#### How to complete this task
Retype every line of the data, keeping each word exactly.

--- Data block Enclosed Below ---

PR #160, opened 2021-05-03
RFC: Replace hash table used in archetype by sorted slice

adamreichold:
Measuring the cost of computing the per-component data pointers into an archetype [here](https://github.com/Ralith/hecs/pull/159#issuecomment-831086870), made me consider whether a hash table is the best data structure for storing the offsets and borrows. Assuming that an archetype contains a small number of types, a sorted slice might achieve better cache locality and thereby better performance. This does align with the benchmarks, i.e.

--- End of Enclosed Data block ---

#### Response to the exercise
PR #160, opened 2021-05-03
RFC: Replace hash table used in archetype by sorted slice

adamreichold:
Measuring the cost of computing the per-component data pointers into an archetype [here](https://github.com/Ralith/hecs/pull/159#issuecomment-831086870), made me consider whether a hash table is the best data structure for storing the offsets and borrows. Assuming that an archetype contains a small number of types, a sorted slice might achieve better cache locality and thereby better performance. This does align with the benchmarks, i.e.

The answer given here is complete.